| ACTION ITEM |
Reply with the data below, repeated exactly in full.

Stored entries
PR #34, opened 2020-06-11
:recycle: (argoconfig) allow configuring multiple apps

hairmare:
* chart: https://github.com/hairmare/helm-charts/tree/feat/multiple-apps-in-argoconfig/charts/argoconfig

### DIFF
--- a/charts/argoconfig/README.md
+++ b/charts/argoconfig/README.md
@@ -2,7 +2,7 @@ argoconfig
 ==========
 Configure Argo CD AppProjects, Applications and more
 
-Current chart version is `0.3.1`
+Current chart version is `0.4.0`
 
 Source code can be found [here](https://github.com/adfinis-sygroup/helm-charts)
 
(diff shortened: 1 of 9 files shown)


charts/argoconfig/README.md
```diff
@@ -16,18 +16,19 @@ Source code can be found [here](https://github.com/adfinis-sygroup/helm-charts)
...
-| application.source.targetRevision | string | `"*"` | Revision of chart in source repo to install |
-| application.syncPolicy | object | deactivated | Application [Sync Policy](https://argoproj.github.io/argo-cd/user-guide/auto_sync/) |
+| apps[0].destination.namespace | string | `"default"` | Target namespace of application in Argo CD |
+| apps[0].destination.server | string | `"https://kubernetes.default.svc"` | Target cluster in Argo CD |
+| apps[0].enabled | bool | `true` | Enable creating an Application resource |
+| apps[0].name | string | `"app"` | Name of app, used as suffix to app specific resources |
+| apps[0].namespace | string | `"argocd"` | Namespace for Application resource |
+| apps[0].projectOverride | string | Fullname | Name of AppProject to install into |
+| apps[0].source.chart | string | `""` | Name of chart in source repo |
+| apps[0].source.repoURL | string | `""` | URL of sourece repo |
```
eyenx, line 29: shouldn't we also allow having an `apps[0].source.path` instead of repoURL? There might be the need for adding apps which aren't released on any charts repository, but are only available through git.

charts/argoconfig/values.yaml
```diff
@@ -28,38 +40,28 @@ appProject:
...
+  name: "app"
+  # apps[0].namespace -- Namespace for Application resource
   namespace: argocd
-  # application.projectOverride -- Name of AppProject to install into
+  # apps[0].projectOverride -- Name of AppProject to install into
   # @default -- Fullname
   projectOverride: ~
   source:
-    # application.source.repoURL -- URL of sourece repo
+    # apps[0].source.repoURL -- URL of sourece repo
```
tongpu, line 54:
```suggestion
    # apps[0].source.repoURL -- URL of source repo
```

charts/argoconfig/README.md
hairmare: This is just and example, it uses `{{- .source | toYaml | nindent 4 }}` under the hood to allow expressing anything that is a valid Argo CD Application.

eyenx: Yes I see, but it's also the README which holds all possible values, right? shouldn't we document it?

charts/argoconfig/values.yaml
```diff
@@ -28,38 +40,28 @@ appProject:
...
     repoURL: ""
-    # application.source.chart -- Name of chart in source repo
+    # apps[0].source.chart -- Name of chart in source repo
```
tongpu, line 56: I would be explicit and say `Helm chart`.

hairmare: I changed this to the exact string in the Argo CD CRD

charts/argoconfig/values.yaml
hairmare: Fixed

charts/argoconfig/README.md
hairmare: It's mostly in the README so there is an example in there. In this case the README isn't trying to be complete since it doesn't want to contain everything that argo allows.

charts/argoconfig/values.yaml
```diff
@@ -28,38 +40,34 @@ appProject:
...
-  server: https://kubernetes.default.svc
-  # cluster.config -- Cluster config (ie. contents of a KUBECONFIG)
-  config: {}
+apps:
+  example:
+    # apps.example.enabled -- Enable creating an Application resource
+    enabled: false
+    # apps.example.name -- Name of app, used as suffix to app specific
+    # resources
+    name: "false"
```
eyenx, line 49: can't we define the name of the example app "example"?

eyenx: is `$app.name` even used somewhere?

hairmare: I got rid of that when I refactored apps to a map instead of an array and should get rid of it here as well.

charts/argoconfig/README.md
hairmare: I ended up refactoring this to mostly link upstream docs and only mention things that are specific to this chart. The README is now small and sweet :)

charts/argoconfig/values.yaml
hairmare: And refactored to link upstream anyway.

charts/argoconfig/values.yaml
hairmare: And refactored to link upstream anyway.

charts/argoconfig/templates/application.yaml
```diff
@@ -1,19 +1,25 @@
...
+{{- $defaults := .Values.apps.defaults -}}
+{{- range $name, $app := .Values.apps -}}
+{{- if $app.enabled -}}
 apiVersion: argoproj.io/v1alpha1
 kind: Application
 metadata:
-  name: {{ include "argoconfig.fullname" . }}
-  namespace: {{ .Values.application.namespace }}
+  name: {{ include "argoconfig.fullname" $ }}-{{ $name }}
+  {{- with (default $defaults.namespace $app.namespace) }}
```
eyenx, line 8: noob question here, is this gonna set `$defaults.namespace` if no `$app.namespace` is defined? If yes, it's very elegant imho.

hairmare: That's what `default` is doing, yeah. It's also using `with` to ensure that no namespace is set if neither `$defaults.namespace` and `$app.namespace` is set.

hairmare:
This is somewhat further along now... #36 contains some early work on an `infra-apps` chart based on this changeset.

charts/argoconfig/templates/application.yaml
```diff
@@ -1,19 +1,31 @@
...
+    {{- merge $app.destination $defaults.destination | toYaml | nindent 4 }}
+    {{- with $app.values }}
+    helm:
+      values: |-
+        {{- . | toYaml | nindent 8 }}
+    {{- end }}
+  {{- if $app.syncPolicy }}
   syncPolicy:
-    {{- .Values.application.syncPolicy | toYaml | nindent 4 }}
+    {{- $app.syncPolicy | toYaml | nindent 4 }}
```
eyenx, line 28:
```suggestion
    {{- $app.syncPolicy | toYaml | nindent 4 }}
  {{- else }}
    {{- $defaults.syncPolicy | toYaml | nindent 4 }}
```
not sure if this is really needed tho?

hairmare: I decided against it since I think we should always configure syncPolicy on a per app base.

Adding it later is a small non-bc-breaking change anyway.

| TASK RESPONSE |
PR #34, opened 2020-06-11
:recycle: (argoconfig) allow configuring multiple apps

hairmare:
* chart: https://github.com/hairmare/helm-charts/tree/feat/multiple-apps-in-argoconfig/charts/argoconfig

### DIFF
--- a/charts/argoconfig/README.md
+++ b/charts/argoconfig/README.md
@@ -2,7 +2,7 @@ argoconfig
 ==========
 Configure Argo CD AppProjects, Applications and more
 
-Current chart version is `0.3.1`
+Current chart version is `0.4.0`
 
 Source code can be found [here](https://github.com/adfinis-sygroup/helm-charts)
 
(diff shortened: 1 of 9 files shown)


charts/argoconfig/README.md
```diff
@@ -16,18 +16,19 @@ Source code can be found [here](https://github.com/adfinis-sygroup/helm-charts)
...
-| application.source.targetRevision | string | `"*"` | Revision of chart in source repo to install |
-| application.syncPolicy | object | deactivated | Application [Sync Policy](https://argoproj.github.io/argo-cd/user-guide/auto_sync/) |
+| apps[0].destination.namespace | string | `"default"` | Target namespace of application in Argo CD |
+| apps[0].destination.server | string | `"https://kubernetes.default.svc"` | Target cluster in Argo CD |
+| apps[0].enabled | bool | `true` | Enable creating an Application resource |
+| apps[0].name | string | `"app"` | Name of app, used as suffix to app specific resources |
+| apps[0].namespace | string | `"argocd"` | Namespace for Application resource |
+| apps[0].projectOverride | string | Fullname | Name of AppProject to install into |
+| apps[0].source.chart | string | `""` | Name of chart in source repo |
+| apps[0].source.repoURL | string | `""` | URL of sourece repo |
```
eyenx, line 29: shouldn't we also allow having an `apps[0].source.path` instead of repoURL? There might be the need for adding apps which aren't released on any charts repository, but are only available through git.

charts/argoconfig/values.yaml
```diff
@@ -28,38 +40,28 @@ appProject:
...
+  name: "app"
+  # apps[0].namespace -- Namespace for Application resource
   namespace: argocd
-  # application.projectOverride -- Name of AppProject to install into
+  # apps[0].projectOverride -- Name of AppProject to install into
   # @default -- Fullname
   projectOverride: ~
   source:
-    # application.source.repoURL -- URL of sourece repo
+    # apps[0].source.repoURL -- URL of sourece repo
```
tongpu, line 54:
```suggestion
    # apps[0].source.repoURL -- URL of source repo
```

charts/argoconfig/README.md
hairmare: This is just and example, it uses `{{- .source | toYaml | nindent 4 }}` under the hood to allow expressing anything that is a valid Argo CD Application.

eyenx: Yes I see, but it's also the README which holds all possible values, right? shouldn't we document it?

charts/argoconfig/values.yaml
```diff
@@ -28,38 +40,28 @@ appProject:
...
     repoURL: ""
-    # application.source.chart -- Name of chart in source repo
+    # apps[0].source.chart -- Name of chart in source repo
```
tongpu, line 56: I would be explicit and say `Helm chart`.

hairmare: I changed this to the exact string in the Argo CD CRD

charts/argoconfig/values.yaml
hairmare: Fixed

charts/argoconfig/README.md
hairmare: It's mostly in the README so there is an example in there. In this case the README isn't trying to be complete since it doesn't want to contain everything that argo allows.

charts/argoconfig/values.yaml
```diff
@@ -28,38 +40,34 @@ appProject:
...
-  server: https://kubernetes.default.svc
-  # cluster.config -- Cluster config (ie. contents of a KUBECONFIG)
-  config: {}
+apps:
+  example:
+    # apps.example.enabled -- Enable creating an Application resource
+    enabled: false
+    # apps.example.name -- Name of app, used as suffix to app specific
+    # resources
+    name: "false"
```
eyenx, line 49: can't we define the name of the example app "example"?

eyenx: is `$app.name` even used somewhere?

hairmare: I got rid of that when I refactored apps to a map instead of an array and should get rid of it here as well.

charts/argoconfig/README.md
hairmare: I ended up refactoring this to mostly link upstream docs and only mention things that are specific to this chart. The README is now small and sweet :)

charts/argoconfig/values.yaml
hairmare: And refactored to link upstream anyway.

charts/argoconfig/values.yaml
hairmare: And refactored to link upstream anyway.

charts/argoconfig/templates/application.yaml
```diff
@@ -1,19 +1,25 @@
...
+{{- $defaults := .Values.apps.defaults -}}
+{{- range $name, $app := .Values.apps -}}
+{{- if $app.enabled -}}
 apiVersion: argoproj.io/v1alpha1
 kind: Application
 metadata:
-  name: {{ include "argoconfig.fullname" . }}
-  namespace: {{ .Values.application.namespace }}
+  name: {{ include "argoconfig.fullname" $ }}-{{ $name }}
+  {{- with (default $defaults.namespace $app.namespace) }}
```
eyenx, line 8: noob question here, is this gonna set `$defaults.namespace` if no `$app.namespace` is defined? If yes, it's very elegant imho.

hairmare: That's what `default` is doing, yeah. It's also using `with` to ensure that no namespace is set if neither `$defaults.namespace` and `$app.namespace` is set.

hairmare:
This is somewhat further along now... #36 contains some early work on an `infra-apps` chart based on this changeset.

charts/argoconfig/templates/application.yaml
```diff
@@ -1,19 +1,31 @@
...
+    {{- merge $app.destination $defaults.destination | toYaml | nindent 4 }}
+    {{- with $app.values }}
+    helm:
+      values: |-
+        {{- . | toYaml | nindent 8 }}
+    {{- end }}
+  {{- if $app.syncPolicy }}
   syncPolicy:
-    {{- .Values.application.syncPolicy | toYaml | nindent 4 }}
+    {{- $app.syncPolicy | toYaml | nindent 4 }}
```
eyenx, line 28:
```suggestion
    {{- $app.syncPolicy | toYaml | nindent 4 }}
  {{- else }}
    {{- $defaults.syncPolicy | toYaml | nindent 4 }}
```
not sure if this is really needed tho?

hairmare: I decided against it since I think we should always configure syncPolicy on a per app base.

Adding it later is a small non-bc-breaking change anyway.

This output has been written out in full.